Data to examine -
PR #1974, opened 2021-11-12
Fix errors setting test framework due to finalized property

fawind:
## Before this PR

Using baseline on Gradle 7.3 would fail with ([circle](https://app.circleci.com/pipelines/github/palantir/gradle-baseline/2911/workflows/917953bc-bfe6-4b90-9f67-45e3d1e10429/jobs/30225/steps), [PR](https://github.com/palantir/gradle-baseline/pull/1969)):
```
The value for task ':test' property 'testFrameworkProperty' is final and cannot be changed any further.
```

This is because starting with Gradle 7.3, the test framework property is now getting finalized after getting set initially ([ref](https://github.com/gradle/gradle/blob/a520acd9912c9d5f0e548338b32ef77d66f76058/subprojects/testing-jvm/src/main/java/org/gradle/api/tasks/testing/Test.java#L917-L934)).

Finalizing the property actually happens in our precondition where we call `Test#getOptions`:
https://github.com/palantir/gradle-baseline/blob/8013b3becc5ef623b08cd7e361137111e0be6ee8/gradle-baseline-java/src/main/groovy/com/palantir/baseline/plugins/BaselineTesting.java#L179-L180

This is because the public getters all initialize and finalize the property with a default if nothing is set yet ([ref](https://github.com/gradle/gradle/blob/a520acd9912c9d5f0e548338b32ef77d66f76058/subprojects/testing-jvm/src/main/java/org/gradle/api/tasks/testing/Test.java#L913-L915)). Thus, when we later explicitly try to set the test framework ([ref](https://github.com/palantir/gradle-baseline/blob/8013b3becc5ef623b08cd7e361137111e0be6ee8/gradle-baseline-java/src/main/groovy/com/palantir/baseline/plugins/BaselineTesting.java#L153)), Gradle fails because the property is finalized now.

## After this PR

Unfortunately before Gradle 7.3, I couldn't find a public method that allows us to figure out if and what kind of test framework is configured without finalizing a test framework.

However with Gradle 7.3, they added a public getter for getting the `Property<TestFramework>` which we can use to check if a test framework is configured without finalizing it.

==COMMIT_MSG==
Fix errors setting test framework due to finalized property
==COMMIT_MSG==

## Possible downsides?
`Test#getTestFrameworkProperty` is marked as incubating so not sure how stable it is.

### DIFF
--- a/gradle-baseline-java/src/main/groovy/com/palantir/baseline/plugins/BaselineTesting.java
+++ b/gradle-baseline-java/src/main/groovy/com/palantir/baseline/plugins/BaselineTesting.java
@@ -21,6 +21,8 @@ import com.google.common.collect.ImmutableSet;
 import com.palantir.baseline.tasks.CheckJUnitDependencies;
 import com.palantir.baseline.tasks.CheckUnusedDependenciesTask;
 import com.palantir.baseline.util.VersionUtils;
+import java.lang.reflect.InvocationTargetException;
+import java.lang.reflect.Method;
 import java.util.Objects;
 import java.util.Optional;
 import org.gradle.api.Plugin;
@@ -30,12 +32,14 @@ import org.gradle.api.artifacts.component.ModuleComponentIdentifier;
 import org.gradle.api.artifacts.result.ResolvedComponentResult;
 import org.gradle.api.plugins.JavaPlugin;
 import org.gradle.api.plugins.JavaPluginConvention;
+import org.gradle.api.provider.Property;
 import org.gradle.api.tasks.SourceSet;
 import org.gradle.api.tasks.TaskContainer;
 import org.gradle.api.tasks.TaskProvider;
 import org.gradle.api.tasks.testing.Test;
 import org.gradle.api.tasks.testing.junitplatform.JUnitPlatformOptions;
 import org.gradle.api.tasks.testing.logging.TestLogEvent;
+import org.gradle.util.GradleVersion;
 import org.slf4j.Logger;
 import org.slf4j.LoggerFactory;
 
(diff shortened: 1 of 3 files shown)


gradle-baseline-java/src/main/groovy/com/palantir/baseline/plugins/BaselineTesting.java
```diff
@@ -176,7 +180,34 @@ private static void enableJunit5ForTestTask(Test task) {
...
+    }
+
+    @SuppressWarnings("IllegalImports")
+    private static Property<org.gradle.api.internal.tasks.testing.TestFramework> getTestFrameworkWithReflection(
+            Test task) {
+        try {
+            Method getTestFrameworkProperty = Test.class.getMethod("getTestFrameworkProperty");
+            return (Property<org.gradle.api.internal.tasks.testing.TestFramework>)
+                    getTestFrameworkProperty.invoke(task);
+        } catch (NoSuchMethodException | InvocationTargetException | IllegalAccessException e) {
```
carterkozak: no change requested: Could catch [ReflectiveOperationException](https://docs.oracle.com/javase/8/docs/api/java/lang/ReflectiveOperationException.html) here

carterkozak (approved):
thanks!

gradle-baseline-java/src/main/groovy/com/palantir/baseline/plugins/BaselineTesting.java
fawind: Nice, updated!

What you have to do - Set down each line exactly as it appears in the data.

Answer for this exercise -
PR #1974, opened 2021-11-12
Fix errors setting test framework due to finalized property

fawind:
## Before this PR

Using baseline on Gradle 7.3 would fail with ([circle](https://app.circleci.com/pipelines/github/palantir/gradle-baseline/2911/workflows/917953bc-bfe6-4b90-9f67-45e3d1e10429/jobs/30225/steps), [PR](https://github.com/palantir/gradle-baseline/pull/1969)):
```
The value for task ':test' property 'testFrameworkProperty' is final and cannot be changed any further.
```

This is because starting with Gradle 7.3, the test framework property is now getting finalized after getting set initially ([ref](https://github.com/gradle/gradle/blob/a520acd9912c9d5f0e548338b32ef77d66f76058/subprojects/testing-jvm/src/main/java/org/gradle/api/tasks/testing/Test.java#L917-L934)).

Finalizing the property actually happens in our precondition where we call `Test#getOptions`:
https://github.com/palantir/gradle-baseline/blob/8013b3becc5ef623b08cd7e361137111e0be6ee8/gradle-baseline-java/src/main/groovy/com/palantir/baseline/plugins/BaselineTesting.java#L179-L180

This is because the public getters all initialize and finalize the property with a default if nothing is set yet ([ref](https://github.com/gradle/gradle/blob/a520acd9912c9d5f0e548338b32ef77d66f76058/subprojects/testing-jvm/src/main/java/org/gradle/api/tasks/testing/Test.java#L913-L915)). Thus, when we later explicitly try to set the test framework ([ref](https://github.com/palantir/gradle-baseline/blob/8013b3becc5ef623b08cd7e361137111e0be6ee8/gradle-baseline-java/src/main/groovy/com/palantir/baseline/plugins/BaselineTesting.java#L153)), Gradle fails because the property is finalized now.

## After this PR

Unfortunately before Gradle 7.3, I couldn't find a public method that allows us to figure out if and what kind of test framework is configured without finalizing a test framework.

However with Gradle 7.3, they added a public getter for getting the `Property<TestFramework>` which we can use to check if a test framework is configured without finalizing it.

==COMMIT_MSG==
Fix errors setting test framework due to finalized property
==COMMIT_MSG==

## Possible downsides?
`Test#getTestFrameworkProperty` is marked as incubating so not sure how stable it is.

### DIFF
--- a/gradle-baseline-java/src/main/groovy/com/palantir/baseline/plugins/BaselineTesting.java
+++ b/gradle-baseline-java/src/main/groovy/com/palantir/baseline/plugins/BaselineTesting.java
@@ -21,6 +21,8 @@ import com.google.common.collect.ImmutableSet;
 import com.palantir.baseline.tasks.CheckJUnitDependencies;
 import com.palantir.baseline.tasks.CheckUnusedDependenciesTask;
 import com.palantir.baseline.util.VersionUtils;
+import java.lang.reflect.InvocationTargetException;
+import java.lang.reflect.Method;
 import java.util.Objects;
 import java.util.Optional;
 import org.gradle.api.Plugin;
@@ -30,12 +32,14 @@ import org.gradle.api.artifacts.component.ModuleComponentIdentifier;
 import org.gradle.api.artifacts.result.ResolvedComponentResult;
 import org.gradle.api.plugins.JavaPlugin;
 import org.gradle.api.plugins.JavaPluginConvention;
+import org.gradle.api.provider.Property;
 import org.gradle.api.tasks.SourceSet;
 import org.gradle.api.tasks.TaskContainer;
 import org.gradle.api.tasks.TaskProvider;
 import org.gradle.api.tasks.testing.Test;
 import org.gradle.api.tasks.testing.junitplatform.JUnitPlatformOptions;
 import org.gradle.api.tasks.testing.logging.TestLogEvent;
+import org.gradle.util.GradleVersion;
 import org.slf4j.Logger;
 import org.slf4j.LoggerFactory;
 
(diff shortened: 1 of 3 files shown)


gradle-baseline-java/src/main/groovy/com/palantir/baseline/plugins/BaselineTesting.java
```diff
@@ -176,7 +180,34 @@ private static void enableJunit5ForTestTask(Test task) {
...
+    }
+
+    @SuppressWarnings("IllegalImports")
+    private static Property<org.gradle.api.internal.tasks.testing.TestFramework> getTestFrameworkWithReflection(
+            Test task) {
+        try {
+            Method getTestFrameworkProperty = Test.class.getMethod("getTestFrameworkProperty");
+            return (Property<org.gradle.api.internal.tasks.testing.TestFramework>)
+                    getTestFrameworkProperty.invoke(task);
+        } catch (NoSuchMethodException | InvocationTargetException | IllegalAccessException e) {
```
carterkozak: no change requested: Could catch [ReflectiveOperationException](https://docs.oracle.com/javase/8/docs/api/java/lang/ReflectiveOperationException.html) here

carterkozak (approved):
thanks!

gradle-baseline-java/src/main/groovy/com/palantir/baseline/plugins/BaselineTesting.java
fawind: Nice, updated!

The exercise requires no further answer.